One of the things that gets me up in the morning is knowing that the twilight zone is on the brink of being commercially exploited. There are fishing companies that have the technology and financial interest to start harvesting life from the twilight zone, but we don't yet understand enough about its ecosystem to be able to do that in a sustainable way. So one of the key questions is, how do we protect this ecosystem before we do what humans always do, and destroy it? And how can we get as much information as possible from our acoustic surveys to inform those decisions?
What are some of the biggest surprises you’ve encountered while studying the ocean twilight zone?
There was one “a-ha” moment on my last cruise that I found equally interesting and disturbing. We often use large trawl nets to sample organisms that live in the twilight zone—and on this particular trip, we caught a strawberry squid that was probably about a meter long. That’s not huge in the grand scheme of things. But this one squid represented more biological material than all the previous trawls from all our previous cruises combined. Granted, most of those trawls pulled up tiny zooplankton, but it drove home the fact that when you're using scientific tools, you're not really studying all of the ocean; you're just looking at a tiny speck of it. It's quite easy to miss large, infrequently seen targets like that huge squid—and yet, those things might account for the majority of the biomass in the twilight zone. The questions you have to ask aren’t just “how much stuff is there” - that's really not specific enough. You need to figure out how it’s distributed. What species make up that biomass? It wasn't until I saw this monstrosity in the net that I started realizing how hard it is to know that for certain. We’d only have to miss three or four of squid like these, and our biomass estimates of the twilight zone would be completely wrong.
You have a background in physics—what first got you interested in studying the oceans?
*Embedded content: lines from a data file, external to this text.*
PR #1070, opened 2024-12-07
scx_loader: provide library crate to be used by other crates

vnepogodin:
provide library crate to be used by other crates, e.g CachyOS KernelManager

also provides Rust typed-interface for schedulers, with changed error for callers:
```
❯ dbus-send --system --print-reply --dest=org.scx.Loader /org/scx/Loader org.scx.Loader.SwitchScheduler string:scx_lvd uint32:2
Error org.freedesktop.zbus.Error: unknown variant `scx_lvd`, expected one of `scx_bpfland`, `scx_rusty`, `scx_lavd`, `scx_flash`
```
instead of
```
❯ dbus-send --system --print-reply --dest=org.scx.Loader /org/scx/Loader org.scx.Loader.SwitchScheduler string:scx_lvd uint32:2
Error org.freedesktop.DBus.Error.Failed: scx_lvd is not supported
```

### DIFF
--- a/rust/scx_loader/Cargo.toml
+++ b/rust/scx_loader/Cargo.toml
@@ -19,3 +19,10 @@ tokio = { version = "1.39", features = ["macros", "sync", "rt-multi-thread", "pr
 toml = "0.8.19"
 zbus = { version = "5", features = ["tokio"], default-features = false }
 zvariant = "5.1"
+
+[lib]
+path = "src/lib.rs"
+
+[[bin]]
+name = "scx_loader"
+path = "src/main.rs"
--- a/rust/scx_loader/src/config.rs
+++ b/rust/scx_loader/src/config.rs
@@ -11,12 +11,12 @@ use std::path::Path;
 
 use anyhow::Result;
 use serde::Deserialize;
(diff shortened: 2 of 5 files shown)


rust/scx_loader/src/utils.rs
```diff
@@ -0,0 +1,18 @@
...
+//
+// Copyright (c) 2024 Vladislav Nepogodin <vnepogodin@cachyos.org>
+
+// This software may be used and distributed according to the terms of the
+// GNU General Public License version 2.
+
+use crate::SupportedSched;
+
+/// Get the scx name from the given scx trait
+pub fn get_name_from_scx(supported_sched: &SupportedSched) -> &'static str {
```
hodgesds, line 11: silly question, could this function be an `impl` method on the `SupportedSched` enum?

htejun (approved):

rust/scx_loader/src/utils.rs
vnepogodin: I think implementing Into/IntoStr would be more native

hodgesds:
Nice!

PR #1067, opened 2024-12-07
meson: Add scx_lib dep to gen_bpf_o

frelon:
This PR introduces a dependency on scx_lib in gen_bpf_o.

Without this dependency the build fails intermittently with the
following error:

```
FAILED: scheds/c/scx_pair.p/scx_pair.bpf.skel.h scheds/c/scx_pair.p/scx_pair.bpf.subskel.h
/home/frelon/src/scx/meson-scripts/bpftool_build_skel /usr/sbin/bpftool scheds/c/scx_pair.p/scx_pair.bpf.o scheds/c/scx_pair.p/scx_pair.bpf.skel.h scheds/c/scx_pair.p/scx_pair.bpf.subskel.h /home/frelon/src/scx/build/lib/lib
libbpf: failed to get ELF header for /home/frelon/src/scx/build/lib/lib.bpf.o: invalid `Elf' handle
/home/frelon/src/scx/meson-scripts/bpftool_build_skel: line 25: 3400506 Segmentation fault      (core dumped) "$bpftool" gen object "$stem".l1o "$input" "$lib".bpf.o
```

Also updates a usage of bpftool to use the passed in path.

PR #1071, opened 2024-12-08
scx_lib: use the proper bpftool

arighi:
Make sure to use the right bpftool when building scx_lib, instead of always relying on the system's bpftool.

Fixes: 3d72a8e ("add library infrastructure and turn allocator into a library")

### DIFF
--- a/lib/meson.build
+++ b/lib/meson.build
@@ -9,7 +9,7 @@ foreach src: libs
             input: src + '.bpf.c',
             command: [bpf_clang, bpf_base_cflags, '-target', 'bpf', libbpf_c_headers, bpf_includes,
                         '-c', '@INPUT@', '-o', '@OUTPUT@'],
-            depends: [libbpf]
+            depends: [libbpf, bpftool_target]
             )
 
   objs += [bpf_o]
--- a/meson-scripts/compile_scx_lib
+++ b/meson-scripts/compile_scx_lib
@@ -9,4 +9,4 @@ dir="$PWD/lib"
 
 libs=`find $dir -type f -name *.bpf.o | grep -v $lib.bpf.o`
 
-"$bpftool" gen object "$output" $libs
+${bpftool} gen object "$output" $libs


likewhatevs (approved):

htejun (approved):

likewhatevs:
btw #1067 (being merged atm) fixes this also

arighi:
> btw #1067 (being merged atm) fixes this also

Hm.. nope, it's still broken:
```
FAILED: lib/lib.bpf.o
/home/nvidia/arighi/src/scx/meson-scripts/compile_scx_lib /home/nvidia/arighi/src/scx/build/bpftool/src/bpftool lib/lib.bpf.o lib lib/sdt_task.bpf.o
/home/nvidia/arighi/src/scx/meson-scripts/compile_scx_lib: line 12: /home/nvidia/arighi/src/scx/build/bpftool/src/bpftool: No such file or directory
```

I think bash doesn't like the double quotes around "$bpftool".

arighi:
Updated on top of #1067, @likewhatevs can you check if this works for you as well?

arighi:
@likewhatevs actually scratch that, it's still not working, something else is broken now... looking.

likewhatevs:
this worked for me without needing to run compile twice?:
```
rm -rf build
meson setup build
meson compile -C build scx_simple
```

arighi:
@likewhatevs I see the problem, scx_lib should depend on bpftool_target. It seems to be fixed now.

likewhatevs:
I tested the latest commit on my system and it worked also (but it worked before for me so maybe there's something non-standard on my system making this always work).

arighi:
> I tested the latest commit on my system and it worked also (but it worked before for me so maybe there's something non-standard on my system making this always work).

It could be also a timing / parallelization issue and in your case it was always building bpftool before any scheduler (or you are using the system's bpftool).

Issue #1072, opened 2024-12-08
scx_layered: subtraction overflow in nr_to_free calculation


luigidematteis:
The variable `nr_to_free` in `scx_layered/src/main.rs` is assigned an incorrect value due to a subtraction overflow occurring in the following code:

```rust
                let nr_freed = layer.free_some_cpus(&mut self.cpu_pool, max_to_free)?;
                if nr_freed == 0 {
                    break;
                }
                nr_to_free -= nr_freed;
                freed = true;
```

### Reproduction steps

1. Building the scheduler without `-Dbuildtype=release` flag
2. Run the scheduler with either of the following commands: 
```
./scx_layered --run-example --disable-topology=true -v
./scx_layered --run-example --disable-topology=false -v
```
The program panics with the following `output`

```
             xlayer_wake= 0.00 xlayer_rewake= 0.00
             keep/max/busy= 0.00/ 0.00/ 0.00 kick= 0.00 yield/ign=85.71/    0 
             open_idle= 0.00 mig= 0.00 xnuma_mig= 0.00 xllc_mig/skip= 0.00/114.3 affn_viol= 0.00
             preempt/first/xllc/xnuma/idle/fail= 0.00/ 0.00/ 0.00/ 0.00/ 0.00/ 0.00
             slice=20ms min_exec=85.71/   0.97ms
             cpus=  2 [  0,  2] 00000c00
             LLC sched%/lat_ms [100.0/   1.61] [ 0.00/   1.46]
thread 'main' panicked at scheds/rust/scx_layered/src/main.rs:1921:17:
attempt to subtract with overflow
note: run with `RUST_BACKTRACE=1` environment variable to display a backtrace
```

Yes - in graduate school, I actually studied experimental condensed matter physics, like how oxygen and carbon interact electronically with single crystal surfaces. But I happened to attend a lecture series where one of the speakers was a biological oceanographer named Chuck Greene. He made some fairly strong statements about how the use of sonar could become a very powerful way to study the ocean, but only if more physicists were involved to tackle some larger problems with interpreting all the data. That was pretty interesting to me, so I went to talk to him after the seminar. Next thing I knew, he was inviting me to be on a research cruise in the Gulf of Maine, and I fell in love with it. Even today, I take very much a physics approach to the ocean. I go to sea quite a bit, I develop instruments a lot, do a lot of measurements—but the foundation of my work is really studying the physics of acoustic scattering in the ocean.
Is there a particular scientist who has inspired you throughout your career?
Oh, I’m going to sound like such a nerd. I would say that the first physicist that I really really admired was Maxwell. I was an undergraduate at the University of Cambridge in England, and the site of his lab—which is now a bicycle shed—is still there. He developed Maxwell's equations, which describe electricity and magnetism, in this tiny shed using only longhand notation. I’ve always found that fascinating, just thinking about the mathematical imagination that he must have had.